日米間で拡大抑止をめぐる意思疎通をさらに深める必要がある[2023年5月19日](C)時事

 

大量報復戦略と日本・沖縄

 冷戦初期の1950年代にアメリカが採用した核戦略は、「大量報復戦略」と呼ばれるものであった。

 大量報復戦略とは、東側が西側に侵攻を開始し、たとえそれが核ではない通常戦力によるものであったとしても、東側に対しただちに大量の核の雨を降らせて報復するとするものである。このような大量報復戦略は、東西両陣営が対峙し合う正面であったヨーロッパにおいて、ソ連を中心とするワルシャワ条約機構軍が西ヨーロッパに侵攻することを抑止するのに有効だと考えられ、アイゼンハワー政権で採用された。

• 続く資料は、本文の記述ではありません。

PR #998, opened 2020-09-15
ipt: implement IPT functions in libdrakvuf

icedevml:
Provide API in libdrakvuf such that plugins could interact with Intel Processor Trace feature.

### DIFF
--- a/src/libdrakvuf/drakvuf.c
+++ b/src/libdrakvuf/drakvuf.c
@@ -879,3 +879,49 @@ bool drakvuf_set_vcpu_gprs(drakvuf_t drakvuf, int vcpu, registers_t* regs)
 
     return xen_set_vcpu_ctx(drakvuf->xen, drakvuf->domID, vcpu, &ctx);
 }
+
+static bool is_valid_vcpu(drakvuf_t drakvuf, unsigned int vcpu)
+{
+    // VMs with more than 16 vCPUs are not supported for usage with IPT
+    // this limit is DRAKVUF specific
+    return vcpu < 16 && drakvuf->vcpus > vcpu;
+}
+
+bool drakvuf_enable_ipt(drakvuf_t drakvuf, unsigned int vcpu, uint8_t** buf, uint64_t* size)
+{
+    if ( !is_valid_vcpu(drakvuf, vcpu) )
+        return false;
+
+    if ( !xen_enable_ipt(drakvuf->xen, drakvuf->domID, vcpu, &drakvuf->ipt_state[vcpu]) )
+        return false;
+
+    *buf = drakvuf->ipt_state[vcpu].buf;
+    *size = drakvuf->ipt_state[vcpu].size;
+
+    return true;
+}
+
+bool drakvuf_get_ipt_offset(drakvuf_t drakvuf, unsigned int vcpu, uint64_t* offset, uint64_t* last_offset)
+{
+    if ( !is_valid_vcpu(drakvuf, vcpu) )
+        return false;
+
+    if ( !xen_get_ipt_offset(drakvuf->xen, drakvuf->domID, vcpu, &drakvuf->ipt_state[vcpu]) )
+        return false;
+
+    *offset = drakvuf->ipt_state[vcpu].offset;
+    *last_offset = drakvuf->ipt_state[vcpu].last_offset;
+
+    return true;
+}
+
+bool drakvuf_disable_ipt(drakvuf_t drakvuf, unsigned int vcpu)
+{
+    if ( !is_valid_vcpu(drakvuf, vcpu) )
+        return false;
+
+    if ( !xen_disable_ipt(drakvuf->xen, drakvuf->domID, vcpu, &drakvuf->ipt_state[vcpu]) )
+        return false;
+
+    return true;
+}
--- a/src/libdrakvuf/drakvuf.c
+++ b/src/libdrakvuf/drakvuf.c
@@ -882,9 +882,9 @@ bool drakvuf_set_vcpu_gprs(drakvuf_t drakvuf, int vcpu, registers_t* regs)
 
 static bool is_valid_vcpu(drakvuf_t drakvuf, unsigned int vcpu)
 {
-    // VMs with more than 16 vCPUs are not supported for usage with IPT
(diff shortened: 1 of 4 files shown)


icedevml:
ready

src/libdrakvuf/drakvuf.c
```diff
@@ -879,3 +879,37 @@ bool drakvuf_set_vcpu_gprs(drakvuf_t drakvuf, int vcpu, registers_t* regs)
...
+        *size = drakvuf->ipt_state[vcpu].size;
+        return true;
+    }
+
+    return false;
+}
+
+bool drakvuf_get_ipt_offset(drakvuf_t drakvuf, int vcpu, uint64_t* offset, uint64_t* last_offset)
+{
+    int rc = xen_get_ipt_offset(drakvuf->xen, drakvuf->domID, vcpu, &drakvuf->ipt_state[vcpu]);
```
tklengyel, line 899: I don't think we need `int rc` here, just do an `if ( ... ) return false`

src/libdrakvuf/drakvuf.c
```diff
@@ -879,3 +879,37 @@ bool drakvuf_set_vcpu_gprs(drakvuf_t drakvuf, int vcpu, registers_t* regs)
...
+        *last_offset = drakvuf->ipt_state[vcpu].last_offset;
+        return true;
+    }
+
+    return false;
+}
+
+bool drakvuf_disable_ipt(drakvuf_t drakvuf, int vcpu)
+{
+    int rc = xen_disable_ipt(drakvuf->xen, drakvuf->domID, vcpu, &drakvuf->ipt_state[vcpu]);
```
tklengyel, line 913: Same, no need for `int rc`, you can just return `xen_disable_ipt` right away, it's already effectively a bool.

src/libdrakvuf/drakvuf.c
```diff
@@ -879,3 +879,37 @@ bool drakvuf_set_vcpu_gprs(drakvuf_t drakvuf, int vcpu, registers_t* regs)
 
     return xen_set_vcpu_ctx(drakvuf->xen, drakvuf->domID, vcpu, &ctx);
 }
+
+bool drakvuf_enable_ipt(drakvuf_t drakvuf, int vcpu, uint8_t** buf, uint64_t* size)
+{
+    int rc = xen_enable_ipt(drakvuf->xen, drakvuf->domID, vcpu, &drakvuf->ipt_state[vcpu]);
```
tklengyel, line 885: Same here, `if ( !xen_enable_ipt(...) ) return false;`

src/libdrakvuf/private.h
```diff
@@ -245,6 +245,8 @@ struct drakvuf
     int event_fd_cnt;          // auto-generated for poll()
     fd_info_t fd_info_lookup;  // auto-generated for fast drakvuf_loop lookups
     int poll_rc;
+
+    ipt_state_t ipt_state[16]; // TODO dynamically allocate
```
icedevml, line 249: :thinking: I've forgot about this, but anyway there is a cap on 16 vCPUs somewhere else:

https://github.com/tklengyel/drakvuf/blob/master/src/libdrakvuf/vmi.c#L1516-L1517

are we OK with leaving static array for now?

src/libdrakvuf/drakvuf.c
icedevml: fixed

src/libdrakvuf/private.h
tklengyel: Yea, we have a 16-vcpu limit right now

icedevml: I've removed this `//TODO` for now and added bound check whether `vcpu < 16`

src/libdrakvuf/drakvuf.c
```diff
@@ -879,3 +879,47 @@ bool drakvuf_set_vcpu_gprs(drakvuf_t drakvuf, int vcpu, registers_t* regs)
 
     return xen_set_vcpu_ctx(drakvuf->xen, drakvuf->domID, vcpu, &ctx);
 }
+
+static bool is_valid_vcpu(drakvuf_t drakvuf, int vcpu)
```
tklengyel, line 883: Any reason why the function takes `vcpu` as an `int`?

icedevml: Same as
```
bool drakvuf_set_vcpu_gprs(drakvuf_t drakvuf, int vcpu, registers_t* regs)
```

tklengyel: Yea, I think that should also be an unsigned int :)

icedevml: ok I will fix this

icedevml:

src/libdrakvuf/drakvuf.c
icedevml: fixed, the rest is fixed with #1007

src/libdrakvuf/drakvuf.c
```diff
@@ -879,3 +879,49 @@ bool drakvuf_set_vcpu_gprs(drakvuf_t drakvuf, int vcpu, registers_t* regs)
 
     return xen_set_vcpu_ctx(drakvuf->xen, drakvuf->domID, vcpu, &ctx);
 }
+
+static bool is_valid_vcpu(drakvuf_t drakvuf, unsigned int vcpu)
+{
+    // VMs with more than 16 vCPUs are not supported for usage with IPT
+    // this limit is DRAKVUF specific
+    return vcpu < 16 && drakvuf->vcpus > vcpu;
```
tklengyel, line 887: So I think we should declare `16` as a #define in `private.h` as it is now being used at more spots, say `#define MAX_DRAKVUF_VCPU 16`. That way we can choose to increase it any time fairly easily in the future. It is a random number at the moment, there is nothing technically limiting us to 16, it's just I think a high enough number that will be unlikely to get exceeded for any reasonable usecase.

icedevml: ok

icedevml: done

icedevml:

icedevml:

 当時は、大陸間弾道ミサイル(ICBM)であるミニットマンや、潜水艦発射型弾道ミサイル(SLBM)のポラリスなどの長距離型の戦略核ミサイルの製造・配備がまだ黎明期にあった。そのため、大量報復用の核として想定されていたのは非戦略核であり、射程が短いので敵対国に近接する地域に前方配備しておく必要があった。たとえば西ヨーロッパでは、1955年に西ドイツに核が配備された。